苏母走进来,长长地叹了口气,皱巴巴的脸上与眼睛中簇起了关怀与温情——这种关切,苏停只在她看向弟弟苏传宗时才见过。而自己几乎从未亲身感受过。
苏停不禁一怔,鼻子微酸。
下一秒,情绪却生生被切断。
就听苏母转而笑向王警官,“不过,警察先生,这个和解——是多少钱啊?”
苏停一听母亲这话,忙打断她,“妈,什么钱?我又不和解。”
可苏母置若罔闻,还想继续问,王警官嘴巴抽了抽,简略地说了下法律规定后,便借故走了。
苏停见状,也使眼色让林川澈快离开。林川澈很听话,没再说什么,神色淡淡地向苏母喊了声“阿姨”后,也出了门。
门被从外面轻轻拉上,护工还未上班。
房间内一时只剩下母女二人。
苏停看到母亲将背包放在地上,坐在床边反手捶着背。
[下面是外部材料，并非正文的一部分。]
PR #2077, opened 2026-08-27
Only follow robots.txt redirects on the same host

rzo1:
`HttpRobotRulesParser` resolved the `Location` header of a robots.txt redirect and re-fetched it without checking scheme, host or port, so the fetch could end up on any host the redirect named.

A redirect which only replaces http with https on the same host and port is still followed, whatever this is configured to, so the usual `http://…/robots.txt` -> `https://…/robots.txt` is unaffected. Anything else is now followed only when the target is http or https and shares scheme, host and port with the URL it was reached from; `http.robots.redirect.crossorigin.allow` (default false) restores the old behaviour for http and https targets.

`getCacheKey` derives the default port from the scheme, so an upgraded target has a different key although no other host is involved, and refusing it would leave that very common redirect with no rules at all. Only that direction is exempt — https to http would put the configured request headers on the wire in clear and let rules read over plain text replace the ones the redirect was reached from.

A redirect which is not followed no longer ends as allow-all in the success cache. It yields no rules for the host, cached in the error cache like a 429 or a 5xx, so nothing is crawled there until the redirect is resolved; `http.robots.redirect.refused.allow: true` restores allow-all. The refusal is logged at warn level with the target, the reason and the setting that changes it.

Following a redirect to another origin re-fetches robots.txt with the headers configured through `http.basicauth.*` and `http.custom.headers`, as any other request does. That is now stated where the setting is defined and logged once at configuration time when either is set. `http.filter.ipaddress.exclude` gained a `linklocal` rule to restrict which addresses those fetches may reach — link-local is matched by neither `loopback` nor `sitelocal`, so the documented `"localhost,sitelocal"` example did not cover it.

Sites serving robots.txt through a redirect to another host, a CDN for instance, are affected. Documented in `crawler-default.yaml` and `configuration.adoc`.

### For all changes

### For code changes

- [ ] Have you ensured that the full suite of tests is executed via `mvn clean verify`? - `core` module tests only
- [x] Have you written or updated unit tests to verify your changes? - new `HttpRobotRulesParserRedirectTargetTest`; the existing redirect test sets the new key, since its chain crosses ports

### DIFF
--- a/core/src/main/java/org/apache/stormcrawler/protocol/HttpRobotRulesParser.java
+++ b/core/src/main/java/org/apache/stormcrawler/protocol/HttpRobotRulesParser.java
@@ -21,6 +21,7 @@ import com.github.benmanes.caffeine.cache.Cache;
 import com.google.common.primitives.Ints;
 import crawlercommons.robots.BaseRobotRules;
 import java.net.URL;
+import java.util.ArrayList;
 import java.util.HashSet;
 import java.util.LinkedList;
 import java.util.List;
@@ -44,6 +45,10 @@ public class HttpRobotRulesParser extends RobotRulesParser {
 
     protected boolean allow5xx = false;
 
+    protected boolean allowCrossOriginRedirects = false;
+
+    protected boolean allowRefusedRedirect = false;
+
     protected Metadata fetchRobotsMd;
 
     private static final int MAX_NUM_REDIRECTS = 5;
@@ -63,6 +68,36 @@ public class HttpRobotRulesParser extends RobotRulesParser {
         int robotsTxtContentLimit = ConfUtils.getInt(conf, "http.robots.content.limit", -1);
         fetchRobotsMd.addValue("http.content.limit", Integer.toString(robotsTxtContentLimit));
         allow5xx = ConfUtils.getBoolean(conf, "http.robots.5xx.allow", false);
+        allowCrossOriginRedirects =
+                ConfUtils.getBoolean(conf, "http.robots.redirect.crossorigin.allow", false);
+        allowRefusedRedirect =
+                ConfUtils.getBoolean(conf, "http.robots.redirect.refused.allow", false);
+        if (allowCrossOriginRedirects) {
+            logForwardedRequestHeaders(conf);
+        }
+    }
+
+    /**
+     * Logs which of the configured request headers are sent to the target of a robots.txt redirect
+     * to another host. The headers are configured per protocol instance and the redirect is
+     * followed by re-fetching the target through the same instance, so every hop of the chain is
+     * requested with them.
+     */
+    private static void logForwardedRequestHeaders(Config conf) {
+        List<String> sources = new ArrayList<>();
+        if (StringUtils.isNotBlank(ConfUtils.getString(conf, "http.basicauth.user", null))) {
+            sources.add("http.basicauth.user");
+        }
+        if (!ConfUtils.loadListFromConf("http.custom.headers", conf).isEmpty()) {
+            sources.add("http.custom.headers");
+        }
+        if (!sources.isEmpty()) {
+            LOG.warn(
+                    "http.robots.redirect.crossorigin.allow is set: a robots.txt redirect is fetched "
+                            + "from the host named in the Location header, and the request headers "
+                            + "configured by {} are sent to it as to any other host",
+                    String.join(" and ", sources));
+        }
     }
 
     /** Compose unique key to store and access robot rules in cache for given URL. */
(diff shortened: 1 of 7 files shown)


core/src/main/java/org/apache/stormcrawler/protocol/HttpRobotRulesParser.java
```diff
@@ -44,6 +44,8 @@ public class HttpRobotRulesParser extends RobotRulesParser {
 
     protected boolean allow5xx = false;
 
+    protected boolean allowCrossHostRedirects = false;
```
dpol1: Two cases hide behind `false`. `getCacheKey` treats `http:h:80` and `https:h:443` as different authorities, so the scheme upgrade on the same host dies on the first hop; no other host is involved, I'd always follow that one. Apex -> www and CDNs are a real host change: the robots RFC says a crawler should follow those (hence our five-hop cap), but it's a SHOULD, and an egress restriction is defensible under our security model. Keep it opt-in if you want, but exempt the same-host scheme upgrade?

core/src/main/java/org/apache/stormcrawler/protocol/HttpRobotRulesParser.java
```diff
@@ -149,7 +170,18 @@ public BaseRobotRules getRobotRulesSet(Protocol http, URL url) {
...
+                    URL target = URLUtil.resolveUrl(redir, redirection);
+                    if (!followRedirect(redir, target)) {
+                        LOG.debug(
+                                "Robots for {} redirected to {} which is not fetched "
+                                        + "(not on the same host as {})",
+                                url,
+                                target,
+                                redir);
+                        // handled like any other response which does not provide rules
+                        break;
```
dpol1, line 269: The new tests make rejected redirect -> allow-all explicit, and that 3xx is then cached as a successful `EMPTY_RULES` result for 6h. I don't think an egress restriction should silently turn into permission to crawl without rules. Could we at least keep it out of the success cache and decide explicitly between fail-closed and allow-all?

core/src/test/java/org/apache/stormcrawler/protocol/HttpRobotRulesParserRedirectTest.java
```diff
@@ -79,6 +79,8 @@ void setUp() {
         mockServer7.start();
         mockServer8.start();
         conf.put("http.agent.name", "this_is_only_a_test");
+        // the redirect chains tested below point at other ports of the same host
+        conf.put("http.robots.redirect.crosshost.allow", true);
```
dpol1: With the flag on here nothing runs end to end with the default, and `localhost:8090 -> :8091` is exactly the chain that now ends as allow-all. One case without the flag? Same host `http -> https` in the new test would be good too.

dpol1 (changes requested):
Not convinced by the default. As it stands `http://h/robots.txt -> https://h/robots.txt` (same host, only the scheme changes) gets refused, and from there we crawl the site with no rules at all. Tried it on a scratch test. Threads.

core/src/main/java/org/apache/stormcrawler/protocol/HttpRobotRulesParser.java
rzo1: Exempted, one way only. `isSchemeUpgrade` follows http -> https on the same host when the port is unchanged or both sides use their scheme default, so `http://h/robots.txt -> https://h/robots.txt` and the `:443` / explicit-same-port variants are followed by default; `http://h:8080 -> https://h:9443` stays refused. The downgrade is deliberately not exempt, since it would put the configured `http.basicauth.*` / `http.custom.headers` on the wire in clear and let rules read over plain text replace the ones the redirect was reached from. Also renamed the flag to `http.robots.redirect.crossorigin.allow` while it is still unreleased — it governs scheme and port as well as host, and one scheme change is no longer cross-anything.

core/src/main/java/org/apache/stormcrawler/protocol/HttpRobotRulesParser.java
rzo1: Agreed, and decided explicitly rather than by fall-through. A refused redirect now sets `cacheRule = false`, so it lands in the error cache like a 429 or a 5xx instead of the success cache, and the hosts on the chain get nothing stored under their keys either. Default is fail-closed: no rules for that host, so nothing is crawled there until the redirect is resolved. `http.robots.redirect.refused.allow: true` restores allow-all for anyone who wants it. It is logged at warn with the target, why it was not followed and which setting changes it, so the two outcomes are distinguishable from a genuinely absent robots.txt.

core/src/test/java/org/apache/stormcrawler/protocol/HttpRobotRulesParserRedirectTest.java
rzo1: Added. `HttpRobotRulesParserRedirectTest` now has `testRedirectOnTheSameAuthorityIsFollowedByDefault` and `testRedirectToAnotherAuthorityIsNotFollowedByDefault`, both on the default conf, plus `testHeadersNotSentToAnUnfollowedRedirectTarget`. The same-host http -> https case is covered at unit level in `HttpRobotRulesParserRedirectTargetTest` (upgrade, explicit `:443`, explicit same port, downgrade, other host, other port) rather than end to end — core has no keystore test setup, and a genuine upgrade compares `http:h:80` against `https:h:443`, which the wiremock harness cannot represent.

dpol1 (approved):
LGTM. The one-way scheme-upgrade exemption and the refused redirect going to the error cache instead of allow-all cover both points, and `refused.allow` keeps the old behaviour one line away for whoever needs it. Only the description: it still opens with "shares scheme, host and port", the http -> https exemption deserves the first sentence since that's what most people will hit.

50多岁的人,发色灰白,面色倦然,想来是舟车劳顿匆匆赶来,语气放平和了些,问道,“妈,你怎么知道我腿伤的,怎么过来的?”
那天到现在,苏停并没有和家里提起过这件事。两地相隔几百里,电话里说了也没用,至多收获一句“以后在外面小心点。”——这是她自小便知悉的潜规则。所以,苏停也没想过和家里说。
因此她没想到家人会知道,更没想母亲会过来。
可苏母却没回答,将这房间四顾打量了下,才开口道,“刚刚那小伙子是谁?你男朋友?”
方才屋内就两个男人,除去王警官,只有林川澈。
小伙子,自然是指他。
苏停一愣,大脑瞬间一片空白,脸颊猛然发烫。她不清楚母亲是否知道些什么,或者看出来什么,但直觉告诉她绝对不能多说什么,心虚使然,声音大了一点,“什么呀,那是我学生。”
说完,又补了一句,“就是他救了我。”
“我说呢,那么年轻。”苏母笑笑,才开始回答,“我听警察说的,你受伤了。昨晚才知道,今天一早就坐火车过来的。伤筋动骨一百天,又是膝盖,妈妈不把你照顾得好利索,我不放心啊。”
苏母说的煽情,眼中泪光闪闪。
如果是刚才听到这话,苏停或许鼻子会继续酸下去。可是,母亲方才那提到和解金的意思,让苏停难免生出来些警惕。
苏停沉默了下,没说话。
苏母便继续往下讲,讲她留在家里的父亲与弟弟对苏停的关心,讲其赶来途中的辛苦与波折,直直将苏停说的也动了情。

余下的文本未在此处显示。